=== Saved entries ===
----------------------------------------

PR #799, opened 2021-05-26
organization: config to allow organization creation on push (PROJQUAY-1928)

thomasmckay:


config.py
```diff
@@ -770,3 +770,6 @@ def create_transaction(db):
 
     # Repos created by push default to private visibility
     CREATE_PRIVATE_REPO_ON_PUSH = True
+
+    # Create organization on push if it does not exist
+    CREATE_ORGANIZATION_ON_PUSH = False
```
alecmerdler, line 775: Would this make more sense as `CREATE_NAMESPACE_ON_PUSH`?

thomasmckay: agreed, changed

alecmerdler (approved):

PR #800, opened 2021-05-31
util: fix matching multiples in jsontemplate.py

jilleJr:
> This is my first contribution to quay. I tried my best to follow the CONTRIBUTING.md guide, but I guessed on a lot of things.

Matching multiples caused exceptions to be raised. This made it so webhook notification POST bodies could not template things like the image tags as `${tags[*]}`. This was caused by a typo in the jsonpath_rw match field that was used.

I encountered this when trying to use the notification system in quay.io and decided to dig through the code to understand why it didn't work. I did not find a relevant Jira ticket about this, so I just created this PR without a Jira ticket.

Signed-off-by: Kalle Jillheden <kalle.jillheden@iver.se>

### DIFF
--- a/util/jsontemplate.py
+++ b/util/jsontemplate.py
@@ -81,7 +81,7 @@ def _process_inline(expression, data):
             return None
 
         if len(found) > 1:
-            return [f.data for f in found]
+            return [f.value for f in found]
 
         return found[0].value
     except IndexError:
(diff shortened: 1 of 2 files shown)


kleesc (approved):
Thanks for fixing this. LGTM.

jilleJr:
I updated to fix the test and commit name (I think). Don't have a ticket ID so I added PROJQUAY-0000

kleesc (dismissed):

jilleJr:
I'm super sorry for the failing tests. I've fixed them, yet again.

kleesc (approved):
LGTM

PR #801, opened 2021-05-31
oci: add support for zstd compression (PROJQUAY-1417)

giuseppe:
allow upload of layers compressed with zstd, instead of gzip.

Signed-off-by: Giuseppe Scrivano <gscrivan@redhat.com>


rhatdan:
We would really like to get this in, so we could start using this format.

giuseppe:
@thomasmckay @syed @kleesc @hdonnay PTAL

kleesc:
@giuseppe Technically, `application/vnd.oci.image.layer.v1.tar+zstd` is not officially part of the spec (yet).
However, there is work in progress as part of 3.6 to enable registering additional mimetypes as oci artifacts (PROJQUAY-1032).

giuseppe:
> @giuseppe Technically, `application/vnd.oci.image.layer.v1.tar+zstd` is not officially part of the spec (yet).
> However, there is work in progress as part of 3.6 to enable registering additional mimetypes as oci artifacts ([PROJQUAY-1032](https://issues.redhat.com/browse/PROJQUAY-1032)).

yes technically it is not part of the specs yet and there still an on going discussion on how to formalize its support before cutting a new release. 
The status quo though is that the Docker registry accept zstd compressed layers, so we are in the position of experimenting with the new format in our containers tools using the Docker registry but not being able to use the official Red Hat registry.

I am fine if this is added with additional mimetypes, but would it be present in the default configuration?  Do users need to add the new MIME type before being able to push zstd compressed layers to a registry?

giuseppe:
anything more I can do to move this forward?

rhatdan:
@kleesc What is the latest on this PR?

thomasmckay:
The functionality here is implemented through https://github.com/quay/quay/pull/803 , please test and comment there. Thanks!

jonathankingfc (approved):
LGTM

kleesc:
I'm fine with merging this, as long as there's no expectation that it will provide some sort of fallback to gzip for clients that will not support this.

PR #165, opened 2025-01-28
Merge v2.7.0.0 to master

willbradshaw:


configs/containers.config
```diff
@@ -67,10 +67,13 @@ process {
...
-    withLabel: trimmomatic {
-        container = "staphb/trimmomatic:0.39"
-    }
     withLabel: fastp {
         container = "staphb/fastp:0.23.4"
     }
+    withLabel: filtlong {
+        container = "staphb/filtlong:0.2.1"
+    }
+    withLabel: atria {
```
willbradshaw, line 76: @harmonbhasin looks like this snuck through. Let's delete and re-merge to dev before we merge to master.

subworkflows/local/extractViralReads/main.nf
```diff
@@ -49,29 +48,38 @@ workflow EXTRACT_VIRAL_READS {
...
         bt2_virus_index_path = "${ref_dir}/results/bt2-virus-index"
         bt2_human_index_path = "${ref_dir}/results/bt2-human-index"
         bt2_other_index_path = "${ref_dir}/results/bt2-other-index"
-        bbm_human_index_path = "${ref_dir}/results/bbm-human-index"
-        bbm_other_index_path = "${ref_dir}/results/bbm-other-index"
         virus_db_path = "${ref_dir}/results/total-virus-db-annotated.tsv.gz"
-        // Run initial screen against viral genomes with BBDuk
+
+        // Read adapter file and create a channel containing just the adapter sequences
+        adapters_ch = Channel
```
willbradshaw, line 64: @harmonbhasin I think this now isn't doing anything since we're no longer using Atria? Can you confirm?

harmonbhasin: Yes, good catch! We don't need this anymore, I'll remove it.

configs/containers.config
harmonbhasin: Yes, that's quite strange as we removed it here, https://github.com/naobservatory/mgs-workflow/pull/149/files. I'll remove this though and make a new branch.

harmonbhasin (approved):
LGTM!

----------------------------------------

=== What you will do ===
Note each line of the entries that has "think" in it, and copy those lines.

=== Answer space ===
I updated to fix the test and commit name (I think). Don't have a ticket ID so I added PROJQUAY-0000
willbradshaw, line 64: @harmonbhasin I think this now isn't doing anything since we're no longer using Atria? Can you confirm?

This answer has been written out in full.